Life with Liz: When nothing goes right
Have you ever had a stretch of time where it just seems like nothing goes right?
I’ve been having one of those stretches for a few weeks now. It started about two months ago.
A job that I was interested in pursuing came along, but with E having a few more years of elementary school ahead of her, it just didn’t seem like the right time for a career shift. However, I was afraid if I didn’t at least show interest in it, I might not get the opportunity again.
The Wonderful Husband and I had many long talks about how our lives would change if I got the job, and we agreed that while this wasn’t an ideal time for such a change, it would be better to go for it and adjust as needed than let the opportunity pass. At that point, even though I still hadn’t applied for the job, we looped the kids in the conversation. It was a difficult conversation to have, because I still wasn’t even set on applying for the job, and I didn’t want to stress them out or get their hopes up.
I was surprised at how enthusiastic they were. Ultimately, though, things didn’t work out and I ended up not getting the job, and while we could all agree that it was better things worked out like this for now, it was still a little disappointing. I set it to the side, though, and moved on with life.
Until E brought home her “All About Me” sheet from her first week at school. Under what she wanted to be when she grew up was listed both a writer and the job that I didn’t get. Of course, she’d forgotten she ever wanted to be that and had gone back to wanting to be a princess, scientist, gymnast, unicorn rider, but I was reminded of how much of a role model I am to her, and I felt like a complete failure.
Failure No. 2 was slightly more comical. About two years ago I said I needed to go car shopping. Well, as one of the world’s most successful procrastinators, I managed to put it off until about two weeks ago, when I realized that my inspection was going to expire in days and the old girl didn’t have a prayer of passing it. I had a vague idea of what I wanted, but I wasn’t finding anything in my price range.
My friend P swears by buying low-mileage used vehicles from a reputable car rental company.
“Come on, Liz, you have kids. You know any vehicle you get is going to look like a bomb went off in it minutes after you drive it off the lot,” she reminded me. “It just doesn’t pay to spend the money on a brand-new vehicle.”
She had a point. Sure enough, the exact vehicle that I wanted, even in the right color, was available and in my price range. Jackpot!
Except the vehicle was in another state. So, it took a few days to get it to the local dealer. Then, they had to wait for the title transfer. Then, we had to do all the paperwork.
Unfortunately, we couldn’t proceed, because it slipped my mind that my driver’s license had expired. So, I had to get that renewed quickly. Then, we had to have a time when both the WH and I could come in to do the test drive and more paperwork. As the days ticked down to Aug. 31, I was starting to panic.

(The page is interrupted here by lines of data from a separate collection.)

PR #1001, opened 2021-07-25
Refactor Remotes to use a Remote super class

charliescheer:
### Fix
This PR is laying the ground work for in app account deletion. 

What I have done in this PR is refactor the existing remote classes, AccountVerificationRemote and SignupRemote, to use a Remote super class.

Ultimately this has not changed any of how the remotes work, it has just removed much of the repeat code into it's own class in the same way that has been done for iOS, and preparing to change the AccountVerificationRemote into the AccountRemote which handles account verification and account deletion

### Test
1. Run the unit tests and make sure all test cases pass
2. Attempt an account signup
3. attempt an email verification.

### Review


mokagio:
@charliescheer the [error from CI](https://app.circleci.com/pipelines/github/Automattic/simplenote-macos/2446/workflows/b3e6bffa-0d7a-4ba0-8ddb-6cd63192bc26/jobs/2937?invite=true#step-111-1728) is the following:

```
❌  /Users/distiller/project/Simplenote/AccountVerificationController.swift:74:50: cannot find type 'Remote' in scope

    func verify(completion: @escaping (_ result: Remote.Result) -> Void) {
                                                 ^~~~~~
```

There are actually more errors than that one, but that's the first. From what I can see, they're all related.

## How to find errors in the Fastlane logs

Fastlane's output is a bit confusing, or rather, is very verbose so one might have to scroll up a bit on the CI logs before finding the actual failure reason.

In this instance, at the bottom of the log, Fastlane gives us some info on its latest changes:

Screen Shot 2021-07-26 at 1 04 02 pm

That's not the actual error, as the green color used sort of suggests.

Scrolling up a bit, we can find the Fastlane error output, which explains Fastlane "ran into a build/archive error":

image

The error is a build error: `error: cannot find 'performDataTask' in scope`.

Scrolling up a bit more, we can find the full `xcodebuild` output with all the errors:

image

## Why did this happen?

For historical reasons, Simplenote macOS has two different targets for internal build and App Store builds. This PR adds new files to the internal build target (the default one) but not to the App Store one.

Having multiple targets is inconvenient because it opens the door to this kind of errors. You're not the first one to not notice a new file belongs to only one of the targets and you won't be the last either. We've all been there 👍 

In fact, the whole point we have that CI check that failed here is to help us notice when we forget to add files to the App Store target sooner rather than later.

A while back, we discussed merging the two targets and achieving the different build behaviors via build configurations, preprocessor macros, and `.xcconfig`. See #853. Unfortunately, we haven't had the time to do it yet 🙁

## How to fix it

In case you never bumped into this, the way to fix this issue is to add the new files to the App Store target, too:

image

charliescheer:
Thanks! @mokagio I think this was the first file I added to SNMac, good to know about the app store target. Adding Remote.swift to the target fixed the issue

Simplenote/AccountVerificationRemote.swift
```diff
@@ -2,34 +2,16 @@ import Foundation
...
-
-    init(urlSession: URLSession = URLSession.shared) {
-        self.urlSession = urlSession
-    }
-
+class AccountVerificationRemote: Remote {
     /// Send verification request for specified email address
     ///
-    func verify(email: String, completion: @escaping (_ success: Bool) -> Void) {
+    func verify(email: String, completion: @escaping (_ result: Result) -> Void) {
```
jleandroperez: Can we switch to [Swift's Result Type](https://developer.apple.com/documentation/swift/result)?

jleandroperez (commented):
Nipticky request!! It'd be super cool if we could wire the standard Result type 🔥

Simplenote/AccountVerificationRemote.swift
charliescheer: Totally.  I have gone ahead and setup to use the Swift Result instead of the custom one built into remote.

I haven't used that before, so check it out and let me know if there are any changes that need to be made. @jleandroperez

Simplenote/AccountVerificationController.swift
```diff
@@ -71,7 +71,7 @@ class AccountVerificationController: NSObject {
 
     /// Send verification request
     ///
-    func verify(completion: @escaping (_ result: Result<Int, RemoteError>) -> Void) {
+    func verify(completion: @escaping (_ result: Result<Data?, RemoteError>) -> Void) {
```
mokagio, line 74: _Just checking, sorry if this is obvious, I don't have context around the code._

Seeing an `Optional` wrapped in a `Result` seems a bit odd to me. Is the case `.success(.none)`, that is a "successful" operation with no `Data` returned a legit state of the system? If it isn't, then we might want to use `Data` instead and return `.failure(<some error>)` if `Data` is `nil`.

The stars finally aligned, and with two days to spare, we drove my shiny “new” vehicle home. The WH was following me and the minute we parked, he said, “That thing has to go back tomorrow.”
Here, a brake light was burned out. No big deal, I thought. So, the next day, after making arrangements to have the car returned and fixed, I thought I’d better try out some of the other bells and whistles. I flipped the knob to try out the four-wheel drive, and the knob actually fell off in my hand. Of course, every light on the dashboard lit up in error! I tried to calmly pull over to the side of the road, having no idea what gear I was in, or what kind of damage I might have done.
The WH was back on the phone with the dealer in minutes. After talking through some checklists, they assured me that the car was safe to drive and added the knob to the list of things to fix. The next day, as I got ready to take the car back, I had to flip on the windshield wipers. Of course, one of them flew off immediately. At that point, I gave up. The car has been back at the dealer for almost a week, and thankfully, they did provide us with a rental, but the frustration of it all has me feeling like “seriously, most adults can usually handle buying a car, can’t they?”
The kids’ elementary school has been one of the buildings affected by the mold situation, and having them shuttling off to different schools on a different schedule felt like a terrible way to start the year. Of course, that situation was beyond my control, but as we missed buses and forgot what “day” it was, it just felt like one more thing that I couldn’t get right. Added to the ongoing home renovations that keep getting pushed back because a leaky toilet needed to be fixed, or the furnace needed repair, and it just feels like I’m powerless to change anything or even get anything accomplished.
I keep reminding myself that these situations are all only temporary, and in fact, may of them even have a silver lining. The WH got the car dealer to throw in some additional floor mats, and the entire vehicle is getting a fresh detail after they fix the minor issues. G got shuttled to the middle school for a few weeks, and now I know that next year he will not have as many jitters when he heads there full time. It’s also a reminder that although I can’t control a lot of these situations, I can control how I react to them. Having a supportive village also helps. Knowing that the same friends who are dropping everything to help run my kids around are also betting on what part of the car is going to fall off next, not only helps my sanity, it keeps me laughing, too!
Liz Pinkey is a contributing writer to the Times News. Her column appears weekly in our Saturday feature section.